“In the name of the Father, the Son and the Holy Spirit…Amen!” We all chorused, opened our eyes and Dana opened the lid of the cream coloured tea pot. It was a huge aluminum pot with poorly applied paint with a ring of green on the brim that the lid often concealed. Now Odhiambo and I were trying to figure out what she was doing. It was hot water mixed with milk what was the inspection for?

We waited; she looked inside it and then coughed directly into the tea pot! I looked at my brother with the, “What the HELL IS SHE DOING?” look on. I couldn’t say it out loud, because it would be disrespectful to our 80 year old grandma. I never liked her; we were there because Mum insisted we should be there. Why? Only she knows; I had wanted to spend time by the river and enjoy some mangoes and sugarcane fresh from the farm. But Oh! No…

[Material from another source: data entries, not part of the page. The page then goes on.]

Issue #804, opened 2021-12-16
add Github action tests to check if the sphinx build did work before releasing


mlodic:
Right now, a bug to a dependency for the docs caused the build of the docs to fail in ReadTheDocs.

I noticed it before making a new release randomly. We need to have an automatic and reliable way to check if the docs will work in the releases just before creating them.

devmrfitz:
We can create a test that gets triggered based on [releases](https://docs.github.com/en/actions/learn-github-actions/events-that-trigger-workflows#release). Should I make a PR to that effect?

devmrfitz:
@mlodic Should we mark this issue as resolved?

PR #837, opened 2022-01-09
Sphinx Build Github Action on Release

devmrfitz:
# Description
Added github action to build docs on release

## Related issues

#804 

## Type of change

# Checklist

### Important Rules

### DIFF
--- a/.github/workflows/sphinx_build_on_release.yml
+++ b/.github/workflows/sphinx_build_on_release.yml
@@ -1,6 +1,9 @@
 name: Sphinx Build on Release
 
-on: push
+on:
+  pull_request:
+    branches:
+      - master
 
 jobs:
   build:
--- a/.github/workflows/sphinx_build_on_release.yml
+++ b/.github/workflows/sphinx_build_on_release.yml
@@ -1,6 +1,6 @@
 name: Sphinx Build on Release
 
-on: release
+on: push
 
 jobs:
   build:
@@ -16,11 +16,6 @@ jobs:
       - name: Install docs requirements
         run: |
           pip install -r docs/source/requirements.txt
-
-      # Why do we have to do this?
-      - name: Install additional requirements
-        run: |
-          pip install recommonmark
 
       - name: Build docs
         run: |
--- a/.github/workflows/sphinx_build_on_release.yml
+++ b/.github/workflows/sphinx_build_on_release.yml
@@ -1,0 +1,27 @@
+name: Sphinx Build on Release
+
+on: release
+
+jobs:
+  build:
+
+    runs-on: ubuntu-latest
+
+    steps:
+      - uses: actions/checkout@v2
+      - name: Set up Python
+        uses: actions/setup-python@v2
+        with:
+          python-version: 3.9
+      - name: Install docs requirements
+        run: |
+          pip install -r docs/source/requirements.txt
+
+      # Why do we have to do this?
+      - name: Install additional requirements
+        run: |
+          pip install recommonmark
+
+      - name: Build docs
+        run: |
+          make -C docs html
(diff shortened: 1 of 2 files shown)


.github/workflows/sphinx_build_on_release.yml
```diff
@@ -0,0 +1,27 @@
...
+      - uses: actions/checkout@v2
+      - name: Set up Python
+        uses: actions/setup-python@v2
+        with:
+          python-version: 3.9
+      - name: Install docs requirements
+        run: |
+          pip install -r docs/source/requirements.txt
+
+      # Why do we have to do this?
```
mlodic, line 20: why is this comment here?

mlodic (changes requested):
hey, thanks for the PR!

This action should work not on release trigger because it would be too late.

Consider that we make releases each time we open PRs from `develop` to `master`, this action would need to be executed only for the PRs that we do from `develop` to `master`. In this way we can fix the docs if something is wrong there, before creating a new release.

Then, I am not sure that this works as intended.

In RTD, after having built the requirements as you did here, it executed the build with this command:

``` 
/home/docs/checkouts/readthedocs.org/user_builds/intelowl/envs/develop/bin/python -m sphinx -T -E -b html -d _build/doctrees -D language=en . _build/html
```

Can you please make a test in your repository by triggering this action and then give us proof that this would work?

Thank you

devmrfitz:
@mlodic By a test, do you mean that I should re-introduce the error fixed in last release to verify if the test catches it or not?

.github/workflows/sphinx_build_on_release.yml
devmrfitz: Shouldn't the additional package also be specified in docs/requirements.txt ?

eshaan7: yes it should be in the requirements.txt file

devmrfitz:
Here's a link for the same: https://github.com/devmrfitz/IntelOwl/runs/4763166223?check_suite_focus=true

.github/workflows/sphinx_build_on_release.yml
mlodic: RTD already performs some installation by default:

```
 /home/docs/checkouts/readthedocs.org/user_builds/intelowl/envs/develop/bin/python -m pip install --upgrade --no-cache-dir mock==1.0.1 pillow==5.4.1 alabaster>=0.7,<0.8,!=0.7.5 commonmark==0.8.1 recommonmark==0.5.0 sphinx<2 sphinx-rtd-theme<0.5 readthedocs-sphinx-ext<2.2 
```

It does that before installing the requirements in the `docs` folder. So yeah, there works but in the github action is needed.

mlodic:
> @mlodic By a test, do you mean that I should re-introduce the error fixed in last release to verify if the test catches it or not?

No. Considering that this is something that works only on the condition that you specify in the Action, you need to have that action triggered so we can test if it works or not. 

Either you do it in your repo and show us the results or you momentarily set that this action should trigger on PR against develop so we can see if it works here

mlodic:
> Here's a link for the same: https://github.com/devmrfitz/IntelOwl/runs/4763166223?check_suite_focus=true

exactly, something like that but with the action working

devmrfitz:
> > Here's a link for the same: https://github.com/devmrfitz/IntelOwl/runs/4763166223?check_suite_focus=true
> 
> exactly, something like that but with the action working

Does this look good https://github.com/devmrfitz/IntelOwl/actions/runs/1677927980 ?

devmrfitz:
@mlodic Is it alright if the action runs on every PR to master?

.github/workflows/sphinx_build_on_release.yml
devmrfitz: @mlodic Is it alright to add it to docs/source/requirements.txt?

“Even if you don’t like her, she is your grandmother; it is kind to make an effort to spend time with her”.

Mum would go on and on about its ‘importance”. Grandma was old, smelly and mean, and now she had just contaminated our tea. I was so upset; I really didn’t want to be there. My brother looked at me knowingly, then gave me the nudging look, then mouthed, ‘just pretend’. And pretend we did, we had to act like what she did was of no consequence to our health.

“Aluoch serve the tea.” I grit my teeth and served her first, asking her how many cups of cocoa she wanted. “Nusu” and half a tea spoon it was stirred and served. She sipped it with a lot of enthusiasm. I served Odhiambo and finally myself. I hated the bitterness of cocoa; needless to say, I doused my drink with sugar.

Ketho chiemo!” Dana exclaimed. I refrained myself from rolling my eyes disrespectfully.

Mos.” I apologized to my grandmother for my “transgression”.

“Mos ma nadi?” Oh! Lord, here we go, she didn’t take too kindly to a simple apology, now I was the pilfering grandchild who was ungrateful and didn’t even bring a ‘carton’ of gifts. Because that is what a grandchild living in the city should do. Bring a ‘carton’ of goodies for Grandma? Why? Because well, it is a token of appreciation, appreciation my foot!

I had tuned out of her tirade, once she had wrapped up, I was standing up to serve myself a second cup of cocoa. Odhiambo looked at me like I was mad. All I was thinking was, we were forced to be here, I might as well sip my way through this hour ordeal with a blood relative I didn’t care for.